There is a corresponding entry in H-J2 in which it is stated that the pompelmoose is "sold in London as the Forbidden fruit." There is also a separate entry for shaddock.

Punatoo (1858). "[Sinhalese.] The preserved pulp of the fruit of the palmyra palm, used as food."

The OED2 notes that the earliest reference to the word is in Simmonds' Dictionary of Trade (1858).
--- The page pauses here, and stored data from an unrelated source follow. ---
Issue #10272, opened 2023-02-01
ifs_same_cond bails out on equal methods that return bool 


matthiaskrgr:
### Summary

apparently we detect  boolan expressions of the form `x == y`  but we don't detect `fn(&self) -> bool` ones???
I get it that this can be iffy if sideeffects are involved but in this example the fn does not even need `&mut self` :/

Could we somehow warn here  for const-fns at least maybe?

### Lint Name

ifs_same_cond

### Reproducer

I tried this code:

```rust
pub fn main() {
    let a = Some(32);
    if let Some(32) = a {
        let b = String::from("x");
        if b.contains("ah") { // same as
            eprintln!("AAA");
        } else if b.contains("ah") { // here
            println!("AAA");
        }
    }
}

```

I expected to see this happen:
clippy warning

Instead, this happened:

### Version

```text
rustc 1.69.0-nightly (dc1d9d50f 2023-01-31)
binary: rustc
commit-hash: dc1d9d50fba2f6a1ccab8748a0050cde38253f60
commit-date: 2023-01-31
host: x86_64-unknown-linux-gnu
release: 1.69.0-nightly
LLVM version: 15.0.7
```

J-ZhengLi:
claim first, question it later~ @rustbot claim

J-ZhengLi:
just want to confirm one thing before I start: what will be the side-effect even if the caller wasn't declared mutable?
Seems like there's already a [test case here](https://github.com/rust-lang/rust-clippy/blob/5b6795f50b521b11393d39f823d8a3e5b262b134/tests/ui/ifs_same_cond.rs#L40-L43) in the file, but for some reason the person though it will be ok to leave it as is, so I'm not sure...

J-ZhengLi:
well, here comes the question 🤣:
If there's a mut pointer, and most of its methods are `const fn`, should the same method calls trigger this lint? like:

```rust
let p: *mut i8 = std::ptr::null_mut();
if p.is_null(){
    unsafe { p.write(..) }
}
else if p.is_null{..}
else {..}
```

PR #10350, opened 2023-02-16
enhance [`ifs_same_cond`] to warn same immutable method calls as well

J-ZhengLi:
fixes: #10272 

---

changelog: Enhancement: [`ifs_same_cond`]: Now also detects immutable method calls.
[#10350](https://github.com/rust-lang/rust-clippy/pull/10350)


J-ZhengLi:
feel very insecure about this :man_facepalming: , is there any side-effect of doing this that I'm not aware of?

PatchMixolydic:
I'm not familiar with the method behind this check, but if it only checks the mutability of the binding, this might lead to false positives with interior mutable types:
```rust
use std::cell::Cell;

fn main() {
    let x = Cell::new(true);

    if !x.get() {
        unreachable!("x should be true");
    } else if !x.take() {
        unreachable!("x should've been true");
    } else if !x.get() {
        println!("OK");
    } else {
        unreachable!("x should be false");
    }
}
```

(Of course, it's possible that this is covered by `SpanlessEq::eq_expr` and I completely missed it ^^;)

J-ZhengLi:
> I'm not familiar with the method behind this check, but if it only checks the mutability of the binding, this might lead to false positives with interior mutable types:
> 
> ```rust
> use std::cell::Cell;
> 
> fn main() {
>     let x = Cell::new(true);
> 
>     if !x.get() {
>         unreachable!("x should be true");
>     } else if !x.take() {
>         unreachable!("x should've been true");
>     } else if !x.get() {
>         println!("OK");
>     } else {
>         unreachable!("x should be false");
>     }
> }
> ```
> 
> (Of course, it's possible that this is covered by `SpanlessEq::eq_expr` and I completely missed it ^^;)

Thank you~ I just tested your example to the test but it didn't trigger any warning, so I guess eq_expr somehow does cover this scenario. 😄

xFrednet:
Hey, thank you for the PR. I would have also brought up the point of inner mutability. Thank you, @PatchMixolydic, for the comment.

I see three solutions:
1. Scan the called method for inner mutability. This will only work for local methods, as external ones are not loaded by rustc AFAIK, and will be complex with little benefit.
2. Create an allow list, which would avoid false positives, but would also be less flexible
3. Add a configuration value that lints these methods by default, but can be turned off, if the project uses a lot of inner mutability.

From these options, I recommend the last one. You can take a look at this link, if you want to implement this solution: https://doc.rust-lang.org/clippy/development/adding_lints.html#adding-configuration-to-a-lint

You are welcome to reach out if you have any questions :)

J-ZhengLi:
> Hey, thank you for the PR. I would have also brought up the point of inner mutability. Thank you, @PatchMixolydic, for the comment.
> 
> I see three solutions:
> 
>     1. Scan the called method for inner mutability. This will only work for local methods, as external ones are not loaded by rustc AFAIK, and will be complex with little benefit.
> 
>     2. Create an allow list, which would avoid false positives, but would also be less flexible
> 
>     3. Add a configuration value that lints these methods by default, but can be turned off, if the project uses a lot of inner mutability.
> 
> 
> From these options, I recommend the last one. You can take a look at this link, if you want to implement this solution: https://doc.rust-lang.org/clippy/development/adding_lints.html#adding-configuration-to-a-lint
> 
> You are welcome to reach out if you have any questions :)

well I do have a question, what if get the type of the caller instead and skip the check of `Cell`, `RefCell`, `*mut` types completely, would that be achievable?

xFrednet:
>  what if get the type of the caller instead

I believe this is already how the lint operates. I thought the question was about structs with field with internal mutability.

> **update**: I noticed that [`mutable_key_type`](https://rust-lang.github.io/rust-clippy/master/index.html#mutable_key_type) already got a configuration called `ignore_interior_mutability`, which seems allowing people to "whitelisting" certain types, maybe I could try using the same conf directly.

That sounds like a perfect approach :+1:

clippy_lints/src/copies.rs
```diff
@@ -547,9 +569,47 @@ fn check_for_warn_of_moved_symbol(cx: &LateContext<'_>, symbols: &[(HirId, Symbo
...
+        true
+    } else {
+        false
+    };
+
+    if is_ignored_ty
+        || caller_ty.is_mutable_ptr()
+        || path_to_local(caller_expr)
+            .and_then(|hid| find_binding_init(cx, hid))
+            .is_none()
```
xFrednet, line 588: Could you explain this check? I understand that it checks if the caller is a local value and if an init expression is present. But why should this be ignored if this is the case?

clippy_lints/src/copies.rs
```diff
@@ -547,9 +569,47 @@ fn check_for_warn_of_moved_symbol(cx: &LateContext<'_>, symbols: &[(HirId, Symbo
...
+    {
+        return true;
+    }
+
+    false
```
xFrednet, line 593: NIT: You can replace the `if` and this false with this:

```suggestion
    is_ignored_ty
        || caller_ty.is_mutable_ptr()
        || path_to_local(caller_expr)
            .and_then(|hid| find_binding_init(cx, hid))
            .is_none()
```

tests/ui-toml/ifs_same_cond/clippy.toml
```diff
@@ -0,0 +1 @@
+ignore-interior-mutability = ["std::cell::Cell"]
```
xFrednet, line 1: Could you add a new line at the end of this file?
```suggestion
ignore-interior-mutability = ["std::cell::Cell"]

```

clippy_lints/src/utils/conf.rs
```diff
@@ -437,7 +437,7 @@ define_Conf! {
     ///
     /// The maximum size of the `Err`-variant in a `Result` returned from a function
     (large_error_threshold: u64 = 128),
-    /// Lint: MUTABLE_KEY_TYPE.
+    /// Lint: MUTABLE_KEY_TYPE, IFS_SAME_COND.
     ///
     /// A list of paths to types that should be treated like `Arc`, i.e. ignored but
```
xFrednet, line 442: The docs imply to me that `Arc` and other pointer types like `Cell` are included in the list, even if they aren't part of the default configuration. Do you maybe want to add them?

xFrednet (commented):
The implementation looks good overall. I have some small suggestions regarding the style and type resolution, but they should hopefully be simple to fix. :)

clippy_lints/src/copies.rs
```diff
@@ -170,7 +185,14 @@ impl<'tcx> LateLintPass<'tcx> for CopyAndPaste {
     fn check_expr(&mut self, cx: &LateContext<'tcx>, expr: &'tcx Expr<'_>) {
         if !expr.span.from_expansion() && matches!(expr.kind, ExprKind::If(..)) && !is_else_clause(cx.tcx, expr) {
             let (conds, blocks) = if_sequence(expr);
-            lint_same_cond(cx, &conds);
+            let mut ignored_ty_ids = FxHashSet::default();
+            for ignored_ty in &self.ignore_interior_mutability {
+                let path: Vec<&str> = ignored_ty.split("::").collect();
+                for id in def_path_def_ids(cx, path.as_slice()) {
```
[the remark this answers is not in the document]
J-ZhengLi: Ohhh oops, you are right, I forgot that `check_expr` runs for every expression it founds

clippy_lints/src/copies.rs
J-ZhengLi: Because the documentation of `find_binding_init` says: `... Return None if the binding is mutable...`, I thought it was pretty convenient lol, unless there are more optimized way to check whether a variable is mutable or not

tests/ui-toml/ifs_same_cond/clippy.toml
J-ZhengLi: Done~

clippy_lints/src/utils/conf.rs
J-ZhengLi: you mean adding Arc. Mutex, RWLock, Cell, RefCell into the list as well?

J-ZhengLi: Oh wait, I think did the opposite of what that config was designed to do... those types in the list were supposed to be checked.

I got confused by the name lol

J-ZhengLi: Oh wait, I think I did the opposite of what that config was designed to do... those types in the list were supposed to be checked.

I got confused by the name lol

clippy_lints/src/copies.rs
xFrednet: Ah, okay, that's interesting. I understand why. I guess this is a good heuristic. It will have some false negatives, but those are better than false positives :)

clippy_lints/src/utils/conf.rs
xFrednet: Now that you say it, it's a bit confusing :sweat_smile:. I guess we'll leave it like this now, since it's not new.

xFrednet (approved):

xFrednet:
Looks good to me, thank you for the change and nice refactoring. :)

@bors r+

J-ZhengLi:
Ahh, looks like the some book test is failing, that's new for me, what should I do 😱

xFrednet:
Right, we've added that recently, and I still forget about mentioning that. Luckily we have bors as our bouncer ^^. Thank you for fixing the CI :)

@bors r+

Issue #6556, opened 2021-01-07
unusual_byte_groupings fires for octal values represented in binary


koutheir:
Lint name: unusual_byte_groupings

I tried this code:

```rust
let unix_mode = 0b111_101_101; // rwx r-x r-x
```

I didn't expect to see the warning `digits of hex or binary literal not grouped by four`, because grouping by 3 bits is very reasonable when binary is clearer than octal.

### Meta

- `cargo clippy -V`:
  ```
  clippy 0.0.212 (e1884a8 2020-12-29)
  ```
- `rustc -Vv`:
  ```
  rustc 1.49.0 (e1884a8e3 2020-12-29)
  binary: rustc
  commit-hash: e1884a8e3c3e813aada8254edfa120e85bf5ffca
  commit-date: 2020-12-29
  host: x86_64-unknown-linux-gnu
  release: 1.49.0
  ```

camsteffen:
Hmm I guess we'll just add a special case for 3 groups of 3? Usually the groups don't have semantic meaning like they do in a unix mode.

koutheir:
I think this doesn't depend on any semantic meaning. Grouping by four bits is a specification of one hexadecimal digit in the binary numeral system. Likewise, grouping by three bits is a specification of one octal digit in binary. The octal numeral system is used often enough to make this warning unexpected in computer science.

mohanson:
Can this check be turned off now? I think this check should not be added, whether it is a 4-bit grouping or a 3-bit grouping.

In virtual machine development, we often need to encode/decode an instruction, and the instruction encoding usually has its own format, such as RISC-V ISA: 

```
// |31|30|29|28|27|26|25|24|23|22|21|20|19|18|17|16|15|14|13|12|11|10|09|08|07|06|05|04|03|02|01|00|
// |funct7              |rs2           |rs1           |funct3  |rd            |opcode              | R-type
// |rs3           |funct|rs2           |rs1           |funct3  |rd            |opcode              | R4-type
// |imm[11:0]                          |rs1           |funct3  |rd            |opcode              | I-type
// |imm[11:5]           |rs2           |rs1           |funct3  |imm[4:0]      |opcode              | S-type
// |imm[31:12]                                                 |rd            |opcode              | U-type
// |12|imm[10:5]        |rs2           |rs1           |funct3  |imm[4:1]   |11|opcode              | B-type
// |20|imm[10:1]                    |11|imm[19:12]             |rd            |opcode              | J-type
```

[...]

PR #10353, opened 2023-02-16
Change unusual_byte_groupings to require byte groupings of equal size

nindalf:
Fixes issue #6556

This lint required byte groupings of size 2 or 4 for `Radix::Binary` and `Radix::Hexadecimal`. Since there are good reasons for allowing groups of other sizes, this PR relaxes the restriction. This lint now requires that 

- group sizes after the first group be of the same size and
- greater or equal in size to the first group.

---

changelog: [`unusual_byte_groupings`]: reduce false positives by relaxing restriction requiring groups of specific sizes.


clippy_lints/src/literal_representation.rs
```diff
@@ -210,7 +210,7 @@ impl WarningType {
                 cx,
                 UNUSUAL_BYTE_GROUPINGS,
                 span,
-                "digits of hex or binary literal not grouped by four",
+                "digits of hex, binary or octal literal not groups of equal size",
```
llogiq, line 213:
```suggestion
                "digits of hex, binary or octal literal not in groups of equal size",
```

clippy_lints/src/literal_representation.rs
```diff
@@ -427,8 +427,12 @@ impl LiteralDigitGrouping {
 
         let first = groups.next().expect("At least one group");
 
-        if (radix == Radix::Binary || radix == Radix::Hexadecimal) && groups.any(|i| i != 4 && i != 2) {
-            return Err(WarningType::UnusualByteGroupings);
+        if radix == Radix::Binary || radix == Radix::Octal || radix == Radix::Hexadecimal {
```
llogiq, line 430:
```suggestion
        if radix != Radix::Decimal {
```

nindalf: I think this keeps the intention clearer.

llogiq:
Thank you! @bors r+

PR #10356, opened 2023-02-16
Add `let_underscore_untyped`

### LINKED ISSUE #6842: Warn about blanket `let _ = `
### What it does

*What does this lint do?*

Suggest replacing `let _ = <expr>` with `let _: <type> = <expr>`

### Categories (optional)

- Kind: Tentatively `clippy::pedantic`

It's somewhat common to use `let _ = <expr>` to ignore results that would otherwise generate a warning when not used. e.g. ignore an unimportant error.

However, if changes elsewhere cause the type of `<expr>` to change, bugs could be silently introduced, as `let _ =` would accept any type.

For example, `<expr>` might go from `Result<_>` to `impl Future<Output=Result<_>>`, because an upstream crate changed a function to `async fn`. And this could cause some operation to never be performed.

Asking the user to always specify the type in `let _ =` would avoid this kind of bugs.

### Drawbacks

Slightly more verbose code.

### Example

```rust
let _ = do_something_and_ignore_error();
```

Could be written as:

```rust
let _: Result<_, _> = do_something_and_ignore_error();
```
### Alternatives

1. Warn when an `impl Future` is dropped in `let _ =`, it almost never makes sense to construct a future then immediately drop it.
2. Suggest using `<expr>.ok()` instead of `let _ = <expr>`, for the case where `<expr>` is `Result<_, _>`

Either option works for the example above, but I think my suggestion is more general.

JirkaVebr:
Fixes #6842

This adds a new pedantic `let_underscore_untyped` lint which checks for `let _ = <expr>`, and suggests to either provide a type annotation, or to remove the `let` keyword. That way the author is forced to specify the type they intended to ignore, and thus get forced to re-visit the decision should the type of `<expr>` change. Alternatively, they can drop the `let` keyword to truly just ignore the value no matter what.

r? @llogiq

changelog: New lint: [let_underscore_untyped]

### DIFF
--- a/CHANGELOG.md
+++ b/CHANGELOG.md
@@ -4494,6 +4494,7 @@ Released 2018-09-13
 [`let_underscore_future`]: https://rust-lang.github.io/rust-clippy/master/index.html#let_underscore_future
 [`let_underscore_lock`]: https://rust-lang.github.io/rust-clippy/master/index.html#let_underscore_lock
 [`let_underscore_must_use`]: https://rust-lang.github.io/rust-clippy/master/index.html#let_underscore_must_use
+[`let_underscore_untyped`]: https://rust-lang.github.io/rust-clippy/master/index.html#let_underscore_untyped
 [`let_unit_value`]: https://rust-lang.github.io/rust-clippy/master/index.html#let_unit_value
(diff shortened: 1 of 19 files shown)


llogiq:
Thank you!

@bors r+

PR #11097, opened 2023-07-03
Clippy: Remove `TyCtyt::super_traits_of` public comment and test behavior

xFrednet:
The `TyCtyt::super_traits_of` function is actually not needed. This PR removes the reference and adds a test as well :)

changelog: none

### DIFF
--- a/clippy_utils/src/ty.rs
+++ b/clippy_utils/src/ty.rs
@@ -949,16 +949,15 @@ pub fn ty_is_fn_once_param<'tcx>(tcx: TyCtxt<'_>, ty: Ty<'tcx>, predicates: &'tc
         .iter()
         .try_fold(false, |found, p| {
             if let ty::ClauseKind::Trait(p) = p.kind().skip_binder()
-            && let ty::Param(self_ty) = p.trait_ref.self_ty().kind()
-            && ty.index == self_ty.index
-        {
-            // This should use `super_traits_of`, but that's a private function.
-            if p.trait_ref.def_id == fn_once_id {
-                return Some(true);
-            } else if p.trait_ref.def_id == fn_mut_id || p.trait_ref.def_id == fn_id {
-                return None;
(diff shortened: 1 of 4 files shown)


Jarcho:
That note is still accurate. `while_let_on_iterator` is working because the closure's kind is `FnOnce`.

I'm not sure if `ty_is_fn_once_param` is needed any more. It might be needed to handle cases where the closure is first assigned to a local, but that would have to be implemented first.

xFrednet:
Could you give an example for code that wouldn't work? I tested this ([Playground](https://play.rust-lang.org/?version=stable&mode=debug&edition=2021&gist=56922f378b04ac2583fd899a888edb0c)):

```rs
    // Lint if `FnOnce` is a super trait
    trait MySpecialFnMut: FnOnce() {}
    impl<T: FnOnce()> MySpecialFnMut for T {}
    fn f4(_: impl MySpecialFnMut) {}
    let mut it = 0..10;
    let x: Box<dyn MySpecialFnMut> = Box::new(|| {
        while let Some(x) = it.next() {
            if x % 2 == 0 {
                break;
            }
        }
    });
    f4(x);
```

and it lints just fine. I have the feeling I'm just overlooking something :sweat_smile:

Jarcho:
You're not missing anything. Looks like the closure's kind is now being set based on how it's used rather than how it's capable of being used. I guess the function can be removed then.

Jarcho:
Ping @xFrednet

`ty_is_fn_once_param` can just be removed and `get_enclosing_loop_or_multi_call_closure` can be simplified (`is_once` will always be false due to the closure kind check right before). 

@rustbot author

xFrednet:
Hey, year sorry, I wasn't sure if I could just remove the function and then I lost track of it :see_no_evil:

I'll close this in favor of https://github.com/rust-lang/rust-clippy/pull/11812, since that includes the suggested change.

However, it is Tennent (1859[1977]:II.975) who provides the first reference from English literature pertaining to Sri Lanka: "The natives eat it, occasionally raw, more frequently roasted; but the prevailing practice is to extract it by pressure, and convert it into poonatoo, by drying it in squares in the sun; after which it is preserved in the smoke of their houses, and used in various forms, either for cakes, soup, or curry."

A later reference is by Constance Gordon Cumming from Two Happy Years in Ceylon (1892[1901]:414): "This root is known as kelingu and the dried fruit is punatu."

Short-eat (?). "Sri Lanka, a snack."

There are two references, the earliest of which is taken from an advert in Housewife (February 25, 1962): "Order your . . . Short Eats . . . Cakes & Pastries from Grosvenor Caterers." The second is from the issue of the Times Weekender (October 3, 1971): "She wanted to go to a creamery and after looking at short-eats on display, ordered a special bun."

Clearly the term dates back further than 1962. The earliest reference I have found, but certainly not the earliest, is from the Ceylon Daily News Cookery Book (1929[1964]:336): "The term short-eats was originally used to describe the dainty sandwiches, dry cheese or other savoury biscuits, potato chips, and miniature sausages accompanying the drinks at sherry or cocktail parties.

"The popularity of these savoury morsels was such, however, that very soon their scope was extended, until now the term is so widely used that it includes every known variety of savoury appetiser, while new kinds are constantly being introduced by inventive hostesses."